I stopped abruptly, and listened to the whoosh of the tires against the pavement. Listened to the thought that had risen, pulsing white and bright like a silent alarm, inside my own head.
“Except,” I said, slowly, “you’ve been lying to him, haven’t you? You haven’t been with me. I haven’t seen you since . . .”
Since the party, I thought, suddenly. Since July. No wonder I’d felt so lonely, so lost. No wonder he had seemed so far away.
“You . . . you’ve been somewhere else. And I was a convenient excuse.”
I thought of Craig, his face contorted, his voice guttural with rage. A stuck-up bitch who fucks everything up . . . just like you.
But James had been keeping secrets from me, too.
He slumped in his seat as I looked at him, his shoulders buckling, the breakneck pace of the truck finally slowing.
“James—”
“Not here,” he said. “Wait. We’re almost there.”

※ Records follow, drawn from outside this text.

PR #197, opened 2016-12-14
Change default TPCH scale factor to 0.01

ebd2:


maciejgrzybek:
You need a preparing-next-development-cycle commit after release commit to not make automation unhappy.

maciejgrzybek:
Looks good % adding next dev cycle commit (ver = 1.23-SNAPSHOT).

Issue #1674, opened 2024-05-10
PROTECTED tests are saved as PRIVATE ones


lampajr:
**Describe the bug**

Trying to create a `PROTECTED` test ends up in creating a `PRIVATE` one.

After some investigation looks like a UI issue which is sending the wrong access field while `PROTECTED` is selected from the user.

**To Reproduce**

1. Create a new `Test` with `PROTECTED` access
2. Check the newly created test in the UI, it will show `PRIVATE` access
![image](https://github.com/Hyperfoil/Horreum/assets/26715795/94d83afd-b14e-4223-9836-b1b6274f3bb3)
3. Checking the API request looks like the UI is sending `PRIVATE` instead of `PROTECTED`
![image](https://github.com/Hyperfoil/Horreum/assets/26715795/78c3b8e1-fc2d-473f-9a47-67df8a364260)

**Version**

What is the version of Horreum ?
```bash
$ git rev-parse HEAD
2921d7fcde0e4830fecbbf2aef3fdb229f315a81
```

lampajr:
Looks like the issue is in how the UI has been structured, for new Tests only two tabs are visibile: `Setting` and `Access`:
![image](https://github.com/Hyperfoil/Horreum/assets/26715795/f6973355-d3c4-4b26-8397-c81bceba7ab2)

Then, 
1. `Save` is working only in the `Settings` tab
2. The two tabs are not **sharing** the state, therefore any change made on `Access` tab is not visible in the `Settings` one
3. Saving the test will send all information set in `Settings` tab and completely ignoring those in `Access` tab like `owner`, `token` and `access rights`

As a result, you cannot create a `Test` with:
1. `PUBLIC` or `PROTECTED` access right as the default is `PRIVATE`
2. A custom access token
3. An owner different from the default one

PR #1720, opened 2024-05-21
Refactor test settings and access rights

lampajr:
## Fixes Issue

Fixes https://github.com/Hyperfoil/Horreum/issues/1674

## Changes proposed

In order to properly fix the issue, I had to slightly refactor the UI for Test settings and access rights.

This is the list of changes I did:
- [x] Moved the `Access rights` tab into the `Settings` one, this way you can set the proper permissions during the `Test` creation 
- [x] Kept `Test Tokens` creation/deletion in a separate tab (which will replace the `Access` one, now called `Tokens`)
- [x] Refactored the `Tokens` management to be consistent with other UI screens
- [x] Moreover, once tokens are update the changes are automatically reflected in the UI without any reload page
- [x] The new `Tokens` tab is NOT visible during `Test` creation as the backend API requires an existing Test to properly add/delete tokens. 

With this new UI, users are able to create a new `Test` with custom permissions, either `Public` or `Protected` (which is something not working before)

Here a brief summary of UI changes in the form of before/after:

**Settings**

Before:
image

After:
image

**Tokens**

Before:
image
image
image

After:
image
image
image


lampajr:
> @lampajr when I am testing this with a backup of production, have you seen these when you have tested this change?

Mmmh I do not remember any error like that, especially because I did not touch the backend :thinking: but let me check if I can reproduce the same.

lampajr:
I can see the request is performed, but it looks working on my side:
image

Are you experiencing in some specific situation? On my side I tried creating new test and updating those settings and tokens,

johnaohara:
> > @lampajr when I am testing this with a backup of production, have you seen these when you have tested this change?
> 
> Mmmh I do not remember any error like that, especially because I did not touch the backend 🤔 but let me check if I can reproduce the same.

I see the same issue in master, please ignore the exception

horreum-web/src/domain/tests/TestSettings.tsx
```diff
@@ -92,25 +101,25 @@ export default function TestSettings({ test, onTestIdChange, onModified, funcsRe
                 notificationsEnabled,
                 fingerprintLabels: [],
                 fingerprintFilter: undefined,
```
johnaohara, line 103: With the modified UI,  changes to managing access are now sent sent via POST to `/api/test`, with the full test data.

These defaults are dropping `fingerprintLabels` and `fingerprintFilter` from the existing test, causing fingerprints to be re-calculated for the test

lampajr: Yeah because with the change, managing access would be like managing any other Test setting.

Do you see a problem in recalculating fingerprints even if we are just changing access rights? I mean I am not expecting many access rights changes on a test so I don't think that could be an issue, wdyt?

johnaohara: Yes, if you select a test that has change detection variables set with a fingerprint label and change Access, the fingerprint labels are dropped and all the fingerprints are recalculated

lampajr: but isn't that the actual behavior if you change the Test setting?

lampajr: because if that was an issue also before (changing the settings will trigger the fingerprint recalculation, I still don't get if it was intended or not) I can easily fix that with something like:
```js
                fingerprintLabels: test?.fingerprintLabels || [],
                fingerprintFilter: test?.fingerprintFilter,
```

johnaohara: Looking back, yes it is an existing bug, but I think we should fix it in this PR

lampajr: > but I think we should fix it in this PR

I agree, fixed exacty as I was suggesting above https://github.com/Hyperfoil/Horreum/pull/1720/files#diff-0596d0bd925fab40460a7fef8c88687a33fe10df0e2bf55ab77f92fab27eb9a5R102-R103

PR #1725, opened 2024-05-22
Only initialize graal JS context when required. Fixes #1723

### LINKED ISSUE #1723: A Graal JS context is initialized for every datapoint calculation, regardless if it is required
**Describe the bug**

For every datapoint calculation, a new graal js context is created, whether it is required or not.  This is a very expensive operation;

image

For this upload, where there were no combination functions defined, setting up the context took 34.57% of total cpu cycles

johnaohara:
## Fixes Issue

Fixes: #1723 

In the flamegraphs below, calls to `Util.setupContext()` are highlighted

Before;

image

After ;

image


lampajr (approved):
lgtm

Issue #1412, opened 2024-03-05
Provide Tests Filtering Mechanism in UI


lampajr:
**Feature idea.**

I think that a possible improvement from UI perspective, especially when you have many `Test` records, would be to add a functionality to query/filter/search `Tests` by `name`.

**Describe the solution you'd like**

We could add an input text in the main table where user can choose the `field` to filter (initially it could be just the `name`) and its value:
![image](https://github.com/Hyperfoil/Horreum/assets/26715795/c836716b-1213-4dc9-8043-9a2bd347c08d)

Or alternatively directly adding the filter feature at column level like:
![image](https://github.com/Hyperfoil/Horreum/assets/26715795/788e8642-b059-4196-8c35-4299371458a7)

**Additional information**

The same could be implemented for `Schemas`

lampajr:
When I created this issue I missed there was a similar one already: https://github.com/Hyperfoil/Horreum/issues/1198.

Let's keep this one as well since it is specific for `Test` entities filtering.

lampajr:
As part of this change, I am slightly refactoring the custom table component with the following changes:
* Switch to Patternfly Table component
* Fix some ordering issues
* Reduce backend calls

Issue #1198, opened 2024-01-29
Add a quick search/filter field to Schema and Tests page


jhutar:
**Feature idea.**

It would be great if there is a quick search/filter field on Schema (and Tests) page. Imagine I'm looking for `urn:rhtap-load-test:max-concurrency:1.0` and I need to paginate through 5 pages and use Ctrl+F or so on each of them.

**Describe the solution you'd like**

It would be great if there is a way how to quickly find schema you are looking for if you know part of it's name.

johnaohara:
On Hold due to https://github.com/Hyperfoil/Horreum/discussions/1603

lampajr:
Given that https://github.com/Hyperfoil/Horreum/discussions/1603 was paused, I think this improvement would be really helpful because searching for schemas is becoming really annoying as the number of schemas increase

PR #1731, opened 2024-05-27
Implement test filtering by name

lampajr:
## Fixes Issue

Fixes https://github.com/Hyperfoil/Horreum/issues/1412

## Changes proposed

The main purpose of this change was to add a name filtering on AllTests page.
As part of this new feature, I had chance to optimize, clean and refactor all tables trying to remove code duplication as much as possible.

Client-side:
- [x] Rename `Table` to `CustomTable` to differentiate with the Patternfly one
- [x] Use patternfly 5 tables, rather than raw tables
- [x] Reduce number of internal calls to the backend when changing sorting (it was calling the same endpoint two times, thus refreshing the UI two times in a row)
- [x] Performing server-side ordering on AllTests page (in prod it is performing client-side ordering, which is actually a page-isolated ordering)
- [x] Fix Runs ordering by Datasets size (there was wrong accessor)
- [x] Removed patternfly react-deprecated Dropdowns for all table columns, e.g., `watching` and `actions`
- [x] Moved pagination component inside the `CustomTable` itself to avoid duplication

Server-side:
- [x] Added new query parameter named `name` on TestSummary endpoint
- [x] Added test on that method


lampajr:
Below you can find some of the changes, but I'd encourage you to give it a try locally as the changes impacted all places where a Table was/is used:

Filter by name:
image

Improved a little bit the dataset comparison by wrapping it into a PageSection:
image

lampajr:
The only doubt I have is whether we want to add the filtering on the Schemas as well (this would be appreciated, see https://github.com/Hyperfoil/Horreum/issues/1198). I know that all changes regarding the schemas have been put on hold, but I am not expecting huge effort to extend this mechanism to the Schema entities (especially considering that we don't know when we can start the schema refactoring). wdyt @johnaohara ?

horreum-web/src/components/CustomTable.tsx
```diff
@@ -0,0 +1,257 @@
...
+    count?: number,
+    perPage?: number,
+    page?: number,
+    onSetPage?: OnSetPage
+    onPerPageSelect?: OnPerPageSelect,
+    variant?: 'top' | 'bottom' | PaginationVariant,
+    isCompact?: boolean
+}
+
+type CustomTableProps<D extends object> = {
```
johnaohara, line 38: Here we define a custom table that is using generics, but the only place we specify a type is in `horreum-web/src/domain/schemas/SchemaList.tsx`

If we are going to use generics to enforce type checking at compile time, I think we should extend the usage to cover all instances of `<CustomTable/>`

johnaohara (changes requested):
@lampajr the only major issue is the Changes modal popup

johnaohara:
> The only doubt I have is whether we want to add the filtering on the Schemas as well (this would be appreciated, see #1198). I know that all changes regarding the schemas have been put on hold, but I am not expecting huge effort to extend this mechanism to the Schema entities (especially considering that we don't know when we can start the schema refactoring). wdyt @johnaohara ?

Lets implement Schema name filtering in a separate PR

johnaohara:
@lampajr please can you squash commits?

lampajr:
> @lampajr please can you squash commits?

Squashed and applied all your suggestions!

horreum-web/src/components/CustomTable.tsx
lampajr: Yeah make sense, cleaner this way! 
Added on all usages :heavy_check_mark:

horreum-web/src/domain/alerting/ChangeTable.tsx
```diff
@@ -72,13 +84,13 @@ const ChangeMenu = ({ change, onDelete, onUpdate }: ChangeMenuProps) => {
...
-                onClose={() => setModalChange(undefined)}
-                onUpdate={onUpdate}
-            />
+                <ChangeModal
+                    change={modalChange}
+                    isOpen={!!modalChange}
+                    onClose={() => setModalChange(undefined)}
+                    onUpdate={onUpdate}
+                />
+            </Dropdown>
```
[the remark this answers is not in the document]
lampajr: I think it was my fault, I wrongly put the modal inside the dropdwon. Fixed now.

johnaohara (approved):
LGTM

PR #1742, opened 2024-05-29
Use RH_PERF_BOT_TOKEN for backporting

lampajr:
## Changes proposed

Use machine account @rh-appservices-perf token for backporting purposes.


lampajr:
Unofortunately I think the only way to check this is actually working is to see it in action the first time we need it.

johnaohara (approved):

PR #1774, opened 2024-06-13
Remove accounts

### LINKED ISSUE #1770: Allow removal of machine and user accounts accounts
**Describe the bug**

In pr https://github.com/Hyperfoil/Horreum/pull/1711 the functionality was added to create machine accounts.

Migrating away from keycloak to manage users now mean there is not the ability for system admins to remove users.

As an administrator, I should be able to remove existing user accounts and machine accounts from the system to revoke access, whether I am using a keycloak backend or a database backend

barreiro:
Fixes #1770


horreum-api/src/main/java/io/hyperfoil/tools/horreum/api/internal/services/UserService.java
```diff
@@ -47,6 +47,11 @@ public interface UserService {
    @Blocking
    void createUser(@RequestBody(required = true) NewUser user);
 
+   @DELETE
+   @Path("removeUser")
+   @Blocking
+   void removeUser(@RequestBody(required = true) String username);
```
johnaohara, line 53: In a restful API, the delete method should "delete the resources (identified by the Request-URI)." So a call should be 
DELETE http://exmaple.com/api/user/anon

```suggestion
   @DELETE
   @Path("{username}")
   @Blocking
   void removeUser(@PathParam(name = "username", required = true) String username);
```

johnaohara (changes requested):

johnaohara (approved):

Issue #1719, opened 2024-05-21
Initial account


barreiro:
**Feature idea.**

There needs to exist one account available to bootstrap Horreum.

**Describe the solution you'd like**

I propose that on startup, when there are no accounts registered, create one on the reserved namespace `horreum.` with `admin` role. The account will have a random generated password (for dev / test can be a default  instead) that will be available in the startup logs It can be removed later on once another admin account is created.

**Additional information**

At the moment there is a pre-loaded account into the keycloak dev service. That 1) is not available in deployments without oidc and 2) does not answer the problem of bootstrap in production profile.

PR #1794, opened 2024-06-15
[0.13.x] Create initial account when there are no accounts in the system

rh-appservices-perf:
**Backport:** https://github.com/Hyperfoil/Horreum/pull/1708

This PR adds a mechanism that generates an account that can be used to bootstrap Horreum. That account should be removed once there are other accounts in the system.

Its another step towards removing dependency on keycloak and also custom dev-services. 

fixes https://github.com/Hyperfoil/Horreum/issues/1719

### DIFF
--- a/horreum-backend/pom.xml
+++ b/horreum-backend/pom.xml
@@ -152,10 +152,6 @@
         </dependency>
         <dependency>
             <groupId>io.quarkus</groupId>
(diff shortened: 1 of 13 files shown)


johnaohara:
Backport has been opened against wrong stable branch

There was a sudden snap, and the truck was rumbling over rough road. Looking out the window, I saw trees—thick, close, branches that reached out like fingers to claw at the window. Below us, a rutted drive, carving a hidden two-track opening back away from the road. Above, a heavy canopy of trees rustled and shushed in the growing wind. The tunnel of green opened far ahead, into blackness, in what I knew was endless, open space.
A space covered with rough grass that would be crushed beneath the truck’s tires and die, fragrant and sweet, in the night air. It would clog my nostrils, a scent I would never smell again without remembering his body, his hands, his voice. Without remembering the twist of scratchy flannel on my skin. Without feeling heat, unwanted and shameful and instantaneous, between my legs.
I stared at him, and thought I could feel the first thread of something horrible unraveling between us.
The first thought that I—that all of us—had made a terrible mistake.